§ **TASK REQUIREMENTS**
Report back each line of the records that contains the string "code".

§ **INPUT DATA**

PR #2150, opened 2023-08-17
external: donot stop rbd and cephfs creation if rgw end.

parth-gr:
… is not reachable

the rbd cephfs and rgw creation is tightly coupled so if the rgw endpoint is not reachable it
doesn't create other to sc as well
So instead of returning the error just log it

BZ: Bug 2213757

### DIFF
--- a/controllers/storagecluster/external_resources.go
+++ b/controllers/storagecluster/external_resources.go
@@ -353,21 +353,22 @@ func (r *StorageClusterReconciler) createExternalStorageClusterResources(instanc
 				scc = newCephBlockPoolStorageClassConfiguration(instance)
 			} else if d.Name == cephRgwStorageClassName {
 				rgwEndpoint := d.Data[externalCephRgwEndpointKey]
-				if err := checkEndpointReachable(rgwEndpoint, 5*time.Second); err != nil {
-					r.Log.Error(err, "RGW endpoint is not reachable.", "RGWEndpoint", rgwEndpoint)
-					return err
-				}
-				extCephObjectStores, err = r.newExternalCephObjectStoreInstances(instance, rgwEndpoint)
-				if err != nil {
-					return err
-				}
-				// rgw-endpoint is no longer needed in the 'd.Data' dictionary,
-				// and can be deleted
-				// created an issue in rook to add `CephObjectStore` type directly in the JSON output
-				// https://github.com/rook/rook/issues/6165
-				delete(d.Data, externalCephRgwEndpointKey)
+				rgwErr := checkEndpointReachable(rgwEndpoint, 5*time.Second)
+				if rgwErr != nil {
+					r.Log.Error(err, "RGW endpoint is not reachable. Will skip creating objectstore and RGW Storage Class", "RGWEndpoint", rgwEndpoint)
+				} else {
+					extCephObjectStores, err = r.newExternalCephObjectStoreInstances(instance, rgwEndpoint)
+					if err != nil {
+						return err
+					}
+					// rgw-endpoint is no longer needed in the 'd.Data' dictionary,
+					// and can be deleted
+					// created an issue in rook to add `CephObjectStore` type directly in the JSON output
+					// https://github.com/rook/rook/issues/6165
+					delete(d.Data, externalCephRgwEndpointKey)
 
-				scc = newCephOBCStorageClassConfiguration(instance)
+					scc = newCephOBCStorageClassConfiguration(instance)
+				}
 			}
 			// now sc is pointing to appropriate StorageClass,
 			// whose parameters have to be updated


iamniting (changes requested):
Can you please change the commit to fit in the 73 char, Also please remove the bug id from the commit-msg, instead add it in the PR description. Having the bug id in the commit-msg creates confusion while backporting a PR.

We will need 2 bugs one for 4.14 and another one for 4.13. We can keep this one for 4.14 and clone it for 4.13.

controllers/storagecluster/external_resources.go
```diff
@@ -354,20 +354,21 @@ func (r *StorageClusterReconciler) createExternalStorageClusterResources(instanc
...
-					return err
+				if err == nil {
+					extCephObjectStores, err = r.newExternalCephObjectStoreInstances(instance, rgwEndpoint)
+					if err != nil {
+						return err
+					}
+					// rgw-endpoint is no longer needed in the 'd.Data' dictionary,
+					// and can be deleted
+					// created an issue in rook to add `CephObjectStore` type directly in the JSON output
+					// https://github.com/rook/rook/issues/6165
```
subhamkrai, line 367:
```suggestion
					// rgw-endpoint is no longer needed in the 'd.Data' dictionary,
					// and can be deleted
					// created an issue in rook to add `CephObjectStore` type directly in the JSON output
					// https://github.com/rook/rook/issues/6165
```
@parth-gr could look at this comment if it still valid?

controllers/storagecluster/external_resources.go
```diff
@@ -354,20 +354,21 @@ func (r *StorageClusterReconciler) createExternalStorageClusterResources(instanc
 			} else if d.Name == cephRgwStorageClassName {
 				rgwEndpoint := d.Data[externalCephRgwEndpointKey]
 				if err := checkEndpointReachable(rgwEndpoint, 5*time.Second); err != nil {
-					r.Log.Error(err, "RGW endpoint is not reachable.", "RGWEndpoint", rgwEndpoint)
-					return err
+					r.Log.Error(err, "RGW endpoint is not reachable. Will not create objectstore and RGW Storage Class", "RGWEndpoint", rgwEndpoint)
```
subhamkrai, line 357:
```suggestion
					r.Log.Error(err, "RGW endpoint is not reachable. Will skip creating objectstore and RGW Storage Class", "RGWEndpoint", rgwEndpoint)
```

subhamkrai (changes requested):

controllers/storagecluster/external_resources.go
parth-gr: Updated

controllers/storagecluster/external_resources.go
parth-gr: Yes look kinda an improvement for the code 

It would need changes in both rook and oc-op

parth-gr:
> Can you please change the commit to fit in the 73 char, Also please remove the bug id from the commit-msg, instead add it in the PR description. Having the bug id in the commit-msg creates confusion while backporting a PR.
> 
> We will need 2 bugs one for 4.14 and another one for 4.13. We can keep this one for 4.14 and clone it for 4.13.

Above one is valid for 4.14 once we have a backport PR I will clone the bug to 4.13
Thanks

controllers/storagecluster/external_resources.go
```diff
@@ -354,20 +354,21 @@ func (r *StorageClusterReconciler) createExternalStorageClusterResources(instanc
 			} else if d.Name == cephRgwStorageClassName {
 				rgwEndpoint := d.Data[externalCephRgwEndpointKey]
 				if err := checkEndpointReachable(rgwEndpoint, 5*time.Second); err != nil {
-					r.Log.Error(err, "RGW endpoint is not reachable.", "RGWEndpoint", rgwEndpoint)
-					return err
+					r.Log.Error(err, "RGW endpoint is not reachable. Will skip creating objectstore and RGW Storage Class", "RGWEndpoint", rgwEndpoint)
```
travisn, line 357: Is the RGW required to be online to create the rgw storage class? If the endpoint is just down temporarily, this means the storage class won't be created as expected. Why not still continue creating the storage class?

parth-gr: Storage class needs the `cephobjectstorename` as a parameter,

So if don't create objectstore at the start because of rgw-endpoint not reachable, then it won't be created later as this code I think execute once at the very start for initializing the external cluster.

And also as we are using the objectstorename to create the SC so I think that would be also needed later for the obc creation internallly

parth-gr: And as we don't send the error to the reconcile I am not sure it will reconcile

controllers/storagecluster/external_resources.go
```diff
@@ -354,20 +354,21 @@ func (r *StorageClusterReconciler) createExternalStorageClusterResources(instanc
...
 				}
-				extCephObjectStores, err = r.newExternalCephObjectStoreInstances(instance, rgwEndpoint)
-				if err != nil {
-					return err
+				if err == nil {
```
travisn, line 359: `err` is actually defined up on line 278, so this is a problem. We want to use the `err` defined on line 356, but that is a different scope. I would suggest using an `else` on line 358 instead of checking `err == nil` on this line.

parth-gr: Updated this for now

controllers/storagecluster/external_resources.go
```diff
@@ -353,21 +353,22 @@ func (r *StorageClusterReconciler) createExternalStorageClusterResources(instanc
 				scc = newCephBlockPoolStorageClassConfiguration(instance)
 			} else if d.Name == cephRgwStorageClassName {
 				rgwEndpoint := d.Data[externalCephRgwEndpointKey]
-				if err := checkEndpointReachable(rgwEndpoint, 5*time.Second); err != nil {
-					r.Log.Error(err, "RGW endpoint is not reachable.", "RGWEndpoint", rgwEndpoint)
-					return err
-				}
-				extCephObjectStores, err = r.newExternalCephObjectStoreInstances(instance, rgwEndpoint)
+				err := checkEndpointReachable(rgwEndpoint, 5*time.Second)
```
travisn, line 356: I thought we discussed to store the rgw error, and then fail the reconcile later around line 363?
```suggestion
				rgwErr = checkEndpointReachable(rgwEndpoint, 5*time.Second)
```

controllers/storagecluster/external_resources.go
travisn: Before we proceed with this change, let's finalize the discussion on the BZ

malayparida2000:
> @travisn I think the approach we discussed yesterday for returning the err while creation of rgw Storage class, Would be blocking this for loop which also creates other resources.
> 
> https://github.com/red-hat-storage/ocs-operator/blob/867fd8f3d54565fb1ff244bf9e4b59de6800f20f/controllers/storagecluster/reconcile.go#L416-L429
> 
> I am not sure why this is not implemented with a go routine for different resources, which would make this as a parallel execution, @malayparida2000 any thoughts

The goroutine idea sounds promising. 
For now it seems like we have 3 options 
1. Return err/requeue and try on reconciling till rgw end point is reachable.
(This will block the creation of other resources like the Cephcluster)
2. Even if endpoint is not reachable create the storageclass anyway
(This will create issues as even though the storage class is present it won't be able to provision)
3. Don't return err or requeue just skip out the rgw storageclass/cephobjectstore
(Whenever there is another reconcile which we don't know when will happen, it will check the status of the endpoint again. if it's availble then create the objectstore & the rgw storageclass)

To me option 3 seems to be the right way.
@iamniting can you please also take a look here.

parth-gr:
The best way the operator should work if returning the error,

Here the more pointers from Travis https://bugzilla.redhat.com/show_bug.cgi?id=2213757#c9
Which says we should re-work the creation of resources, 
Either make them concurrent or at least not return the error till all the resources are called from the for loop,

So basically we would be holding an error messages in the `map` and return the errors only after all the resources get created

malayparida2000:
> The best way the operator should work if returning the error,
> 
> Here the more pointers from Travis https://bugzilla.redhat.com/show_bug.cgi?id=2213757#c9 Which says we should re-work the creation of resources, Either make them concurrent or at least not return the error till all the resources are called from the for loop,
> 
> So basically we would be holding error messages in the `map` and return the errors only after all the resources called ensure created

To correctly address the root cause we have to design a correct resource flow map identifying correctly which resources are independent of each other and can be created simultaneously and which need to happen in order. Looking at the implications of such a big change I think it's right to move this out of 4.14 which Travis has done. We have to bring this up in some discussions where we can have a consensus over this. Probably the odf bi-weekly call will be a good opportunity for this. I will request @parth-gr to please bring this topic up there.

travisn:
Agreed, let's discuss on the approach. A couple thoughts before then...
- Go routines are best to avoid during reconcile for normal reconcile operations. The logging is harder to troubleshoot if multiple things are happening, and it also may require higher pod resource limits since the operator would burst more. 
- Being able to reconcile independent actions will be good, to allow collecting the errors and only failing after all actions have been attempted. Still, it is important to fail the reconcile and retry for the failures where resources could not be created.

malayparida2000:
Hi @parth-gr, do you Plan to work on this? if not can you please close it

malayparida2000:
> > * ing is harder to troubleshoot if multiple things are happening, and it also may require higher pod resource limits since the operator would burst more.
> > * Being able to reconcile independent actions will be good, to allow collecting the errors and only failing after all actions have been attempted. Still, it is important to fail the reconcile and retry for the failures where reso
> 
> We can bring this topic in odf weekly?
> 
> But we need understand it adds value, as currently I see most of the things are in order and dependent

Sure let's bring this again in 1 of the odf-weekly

§ **ANSWER TO THIS PROBLEM**
parth-gr: Yes look kinda an improvement for the code 
So if don't create objectstore at the start because of rgw-endpoint not reachable, then it won't be created later as this code I think execute once at the very start for initializing the external cluster.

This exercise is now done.